Der Koalitionsstreit um die Zukunft der deutschen Kernkraftwerke ist nicht beendet. Denn die FDP will sich mit dem Laufzeitende im April nicht zufrieden geben. Das machten die Liberalen bei ihrem traditionellen Dreikönigstreffen in Stuttgart deutlich.

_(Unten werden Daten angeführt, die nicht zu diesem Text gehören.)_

PR #5891, opened 2017-12-15
support multiple passwords for redis output

aboullaite:
This PR add ability to specify multiple passwords for redis. Users now should add a list of passwords instead of one.
- if no password is specified then we suppose a no auth
- if one password is specified we consider it as a default password
- we map each password with host in case of multiple passwords. if the number of hosts and password doesn't match, we fail

### DIFF
--- a/libbeat/outputs/hosts.go
+++ b/libbeat/outputs/hosts.go
@@ -33,3 +33,17 @@ func ReadHostList(cfg *common.Config) ([]string, error) {
 
 	return hosts, nil
 }
+
+// OriginalHostList returns the list  of hosts to connect to as specified by
+func OriginalHostList(cfg *common.Config) ([]string, error) {
+	config := struct {
+		Hosts []string `config:"hosts"  validate:"required"`
+	}{}
+
+	err := cfg.Unpack(&config)
+	if err != nil {
+		return nil, err
+	}
+
+	return config.Hosts, nil
+}
--- a/libbeat/outputs/redis/config.go
+++ b/libbeat/outputs/redis/config.go
@@ -12,7 +12,7 @@ import (
 )
 
 type redisConfig struct {
-	Password    string                `config:"password"`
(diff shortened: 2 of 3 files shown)


ruflin:
@aboullaite Thanks for your contribution, a few thoughts.

* If we allow to set multiple passwords, we should make this change for all outputs
* I would prefer if we find an other way to do this like for example supporting to set the password as part of the host part as we do with elasticsearch. 
* If we make such a change, we need tests.

The part I worry with the above that there will be too many variants on how users want to use it. Could we provide the password as part of the hosts `hosts: ["localhost:6379"]` array?

aboullaite:
Hi @ruflin,

Thanks for your answer. I agree that this change should affect for all outputs, but I don't think adding it to the host is the best option, since will have another separator on the hosts list. That would be too much inputs for one var.

andrewkroh:
> Could we provide the password as part of the hosts `hosts: ["localhost:6379"]` array?

This is how I would expect it to work. This is how the ES output works. And I believe this is how most Metricbeat modules handle this (but not all).

So for a config like

```
hosts:
- user:pass@remote:6379
- localhost:6379
username: default
password: secret
```

it would use `user:pass` for connecting to `remote:6379` and would fallback to `default:secret` for `localhost:6379` because it did not contain a credentials.

aboullaite:
After a deep thinking, I understand your point of you and I agreed on! and the format you @andrewkroh suggested seems to be the best one!

ruflin:
+1 on @andrewkroh proposal. @aboullaite Want to modify your PR?

aboullaite:
@ruflin Yes, I'm actually working!

einali:
hi everybody 
is there any update about this improvement?
i need it !!

urso:
Hi, I'm closing this PR, because the PR has been stalled for quite some time and the proposed changes haven't been implemented yet. I created the follow up issue #16058

PR #5901, opened 2017-12-18
Refactor logp and add structured logging support

andrewkroh:
This refactors logp and adds support for structured logging. logp uses github.com/uber-go/zap in its implementation. There are no changes to the user facing logging configuration. The logger output will have some format differences, but in general will have a more consistent format across outputs.

Here is some sample output taken from the `TestLogger` test case.

```
=== RUN   TestLogger
2017-12-17T19:48:16.374-0500    INFO    logp/core_test.go:13    unnamed global logger
2017-12-17T19:48:16.374-0500    INFO    [example]       logp/core_test.go:16    some message
2017-12-17T19:48:16.374-0500    INFO    [example]       logp/core_test.go:17    some message with parameter x=1, y=2
2017-12-17T19:48:16.374-0500    INFO    [example]       logp/core_test.go:18    some message    {"x": 1, "y": 2}
2017-12-17T19:48:16.374-0500    INFO    [example]       logp/core_test.go:19    some message    {"x": 1}
2017-12-17T19:48:16.374-0500    INFO    [example]       logp/core_test.go:20    some message with namespaced args       {"metrics": {"x": 1, "y": 1}}
2017-12-17T19:48:16.374-0500    INFO    [example]       logp/core_test.go:21            {"empty_message": true}
2017-12-17T19:48:16.374-0500    WARN    [example]       logp/core_test.go:24    logger with context     {"x": 1, "y": 2}
2017-12-17T19:48:16.374-0500    INFO    [example]       logp/core_test.go:30    some message with struct value  {"metrics": {"x":1,"y":2}}
{"level":"info","timestamp":"2017-12-17T19:48:16.374-0500","caller":"logp/core_test.go:13","message":"unnamed global logger"}
{"level":"info","timestamp":"2017-12-17T19:48:16.374-0500","logger":"example","caller":"logp/core_test.go:16","message":"some message"}
{"level":"info","timestamp":"2017-12-17T19:48:16.374-0500","logger":"example","caller":"logp/core_test.go:17","message":"some message with parameter x=1, y=2"}
{"level":"info","timestamp":"2017-12-17T19:48:16.374-0500","logger":"example","caller":"logp/core_test.go:18","message":"some message","x":1,"y":2}
{"level":"info","timestamp":"2017-12-17T19:48:16.374-0500","logger":"example","caller":"logp/core_test.go:19","message":"some message","x":1}
{"level":"info","timestamp":"2017-12-17T19:48:16.374-0500","logger":"example","caller":"logp/core_test.go:20","message":"some message with namespaced args","metrics":{"x":1,"y":1}}
{"level":"info","timestamp":"2017-12-17T19:48:16.374-0500","logger":"example","caller":"logp/core_test.go:21","message":"","empty_message":true}
{"level":"warn","timestamp":"2017-12-17T19:48:16.374-0500","logger":"example","caller":"logp/core_test.go:24","message":"logger with context","x":1,"y":2}
{"level":"info","timestamp":"2017-12-17T19:48:16.374-0500","logger":"example","caller":"logp/core_test.go:30","message":"some message with struct value","metrics":{"x":1,"y":2}}
```

Any test code that calls `logp.LogInit()` in libbeat needs to be updated to use `logp.TestingSetup()`.


filebeat/fileset/fileset_test.go
```diff
@@ -204,9 +204,7 @@ func TestGetPipelineNginx(t *testing.T) {
 }
 
 func TestGetPipelineConvertTS(t *testing.T) {
-	if testing.Verbose() {
-		logp.LogInit(logp.LOG_DEBUG, "", false, true, []string{"fileset", "modules"})
-	}
+	logp.TestingSetup(logp.WithSelectors("fileset", "modules"))
```
tsg: Nice!

libbeat/logp/logger.go
```diff
@@ -1,31 +1,147 @@
...
-import "fmt"
+import (
+	"go.uber.org/zap"
+)
 
-// Logger provides a logging type using the global logp functionality.
-// The Logger should be used to use with libraries havng a configurable logging
-// functionality.
+// LogOption configures a Logger.
+type LogOption = zap.Option
```
tsg: I think this only works in Go 1.9, right? I think that's fine, just flagging in case this blocks some use case (like gccgo).

ph: Yes, type aliasing is only 1.9.

Should be OK in GCC8, not sure when is the release date.

__Due to the alignment of Go's semiannual release schedule with GCC's annual release schedule, GCC release 7 contains the Go 1.8.3 version of gccgo. We expect that the next release, GCC 8, will contain the Go 1.10 version of gccgo.__

tsg: ++, I think we're good to make use of it, as go 1.10 is in beta now so I imagine it's not that long until there's a GCC version that can work with it.

ruflin:
@elastic/apm This will also affect logging of the apm-server.

libbeat/logp/core_test.go
```diff
@@ -0,0 +1,188 @@
...
+
+import (
+	"strings"
+	"testing"
+
+	"github.com/stretchr/testify/assert"
+	"go.uber.org/zap"
+)
+
+func TestLogger(t *testing.T) {
```
ruflin: Thanks for adding tests 🎉

libbeat/logp/encoding.go
```diff
@@ -0,0 +1,66 @@
...
+		LineEnding:     zapcore.DefaultLineEnding,
+		EncodeLevel:    zapcore.LowercaseLevelEncoder,
+		EncodeTime:     zapcore.ISO8601TimeEncoder,
+		EncodeDuration: millisecondsDurationEncoder,
+		EncodeCaller:   zapcore.ShortCallerEncoder,
+		EncodeName:     zapcore.FullNameEncoder,
+	}
+}
+
+func consoleEncoderConfig() zapcore.EncoderConfig {
```
ruflin: I wonder if we should have a base config like the `consoleEncoderConfig` and to the changes on top of it the same way you did for the syslogEncoder but also the jsonEncoder? It seems the jsonEncoder has also only 2 differences? Would make it easier to figure out what we do as a "base level" and which changes are specific to a logger.

libbeat/logp/level.go
```diff
@@ -0,0 +1,74 @@
...
+// Level is a logging priority. Higher levels are more important.
+type Level int8
+
+// Logging levels.
+const (
+	DebugLevel Level = iota - 1
+	InfoLevel
+	WarnLevel
+	ErrorLevel
+	CriticalLevel // Critical exists only for config backward compatibility.
```
ruflin: Do we use `Critical` somewhere in our beats code?

vendor/vendor.json
```diff
@@ -1098,6 +1098,74 @@
...
 		},
+		{
+			"checksumSHA1": "HedK9m8E8iyib4bIBtIX7xprOgo=",
+			"path": "go.uber.org/atomic",
+			"revision": "8474b86a5a6f79c443ce4b2992817ff32cf208b8",
+			"revisionTime": "2017-11-14T20:44:01Z"
+		},
+		{
+			"checksumSHA1": "JDGx7hehaQunZySwPs7yvdUs2m8=",
+			"path": "go.uber.org/multierr",
```
ruflin: Seems like we have multiple multierr packages? Probably no way around this.

libbeat/docs/loggingconfig.asciidoc
```diff
@@ -15,20 +15,19 @@
 
 The `logging` section of the +{beatname_lc}.yml+ config file contains options
 for configuring the Beats logging output. The logging system can write logs to
-the syslog or rotate log files. If logging is not explicitly configured, file
-output is used on Windows systems, and syslog output is used on Linux and OS X.
+the syslog or rotate log files. If logging is not explicitly configured the file
```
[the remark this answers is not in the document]
andrewkroh: It didn't make this change. I just fixed the docs to match the behavior 😄 . This was changed in 6.0 I believe.

libbeat/docs/loggingconfig.asciidoc
```diff
@@ -158,14 +157,23 @@ When true, logs messages in JSON format. The default is false.
...
 === Logging format
 
-The logging format is different for each logging type:
+The logging format is generally the same for each logging output. The one
+exception is with the syslog output where the timestamp is not included in the
+message because syslog adds its own timestamp.
+
+Each log message consists of the following parts:
+
+* Timestamp in ISO8601 format
```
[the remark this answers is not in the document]
andrewkroh: They are almost the same, but RFC3339 (`RFC3339     = "2006-01-02T15:04:05Z07:00"`) does not have sub-second precision so it's not ideal for a logger timestamp IMHO.

libbeat/logp/encoding.go
andrewkroh: I agree and noticed this myself that there was some duplication. I can clean this up in another PR.

libbeat/logp/level.go
andrewkroh: We previously supported `critical` as a config option so I had to carry it forward (`logging.level: critical`). I removed it from the docs.

vendor/vendor.json
andrewkroh: Yeah, no way other than modifying the third-party software.

libbeat/docs/loggingconfig.asciidoc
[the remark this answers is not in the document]
ruflin: Ups :-) We should probably backport this part of the doc changes to 6.1/6.0 then. @dedemorton FYI

andrewkroh:
> The part I'm more worried about is changing the default "log output". Does this change in this PR?

No, we made the change to output to file by default a while ago. See https://github.com/elastic/beats/pull/1437

> For example if someone uses filebeat to fetch logs for metricbeat and has a filter for ERR things would not work anymore.

This is a valid concern (though hopefully ERR will still match ERROR). But I really hope the format change doesn't cause too much trouble. 🤞

roncohen:
Fantastic to have structured logging in logp!

AFAIK, Kibana will use an easily readable logging format depending on whether there's a TTY or not. 

I haven't had time to look into the implementation here, but it seems like it would be nice to output a human readable format when starting with `-e`, but allowing it to be overridden in case STDOUT is being piped through logstash for parsing or similar.

roncohen:
@andrewkroh is this going in 6.2? We'd like to use it

andrewkroh:
> it would be nice to output a human readable format when starting with -e, but allowing it to be overridden in case STDOUT is being piped

Interesting idea. That's possibly something we could add for 7.0 (since it's kind of breaking).

> is this going in 6.2? We'd like to use it

I believe so. I think it's just waiting on the next mass merge from master to the 6.x branch.

PR #5910, opened 2017-12-18
Allow TEST_ENVIRONMENT to be externally disabled

andrewkroh:
Builds that set TEST_ENVIRONMENT=0 should be able to override this
value in order to avoid Docker usage.


ruflin:
@andrewkroh Can you have a look at the auditbeat failure? It might be related.

andrewkroh:
It's not related to this change, but have asked @adriansr to investigate.

PR #5912, opened 2017-12-19
Use shared mode for opening files on Windows

adriansr:
This PR updates a couple of places to use full shared mode when opening files on Windows, allowing other processes to access the files at the same time:
- When hashing the files
- When looking up the file owner

To facilitate reuse, this functionality which already existed in filebeat has been moved to libbeat


ruflin:
Thanks for moving this to libbeat.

Den Aufschlag hat Verkehrsminister Volker Wissing gemacht. In der Frankfurter Allgemeinen Zeitung forderte er direkt nach Neujahr eine unabhängige Expertenkommission über eine weitere Laufzeitverlängerung der Atomkraftwerke entscheiden zu lassen. „Wir brauchen jetzt keinen politischen Streit und keine Rechthaberei, sondern wir brauchen eine fachliche Antwort auf die Frage, wie wir stabile und bezahlbare Energieversorgung sicherstellen können und gleichzeitig unsere Klimaschutzziele erreichen“, sagte er der Zeitung. „Wenn wir es politisch nicht diskutieren wollen, dann müssen wir es wissenschaftlich klären.“
Eine Volkswirtschaft wie Deutschland müsse ein Konzept für Energiesicherheit und Energieversorgung haben, so der aus dem Iran stammende FDP-Politiker, der in Nordrhein-Westfalen aufgewachsen ist. „Ein Konzept, das im Einklang ist mit der Realität. Ein Konzept ohne Denkverbote und Ideologie. Ein Konzept, das vor allem technologieoffen ist und Techniken wie Schiefergasförderung aber auch die Frage der Laufzeitverlängerung nach April 2023 beinhaltet.“ Beide Punkte, die heimische Erdgasgewinnung mittels Fracking und den Weiterbetrieb der klimafreundlichen, voll funktionstüchtigen Atomkraftwerke, lehnen die Grünen strikt ab.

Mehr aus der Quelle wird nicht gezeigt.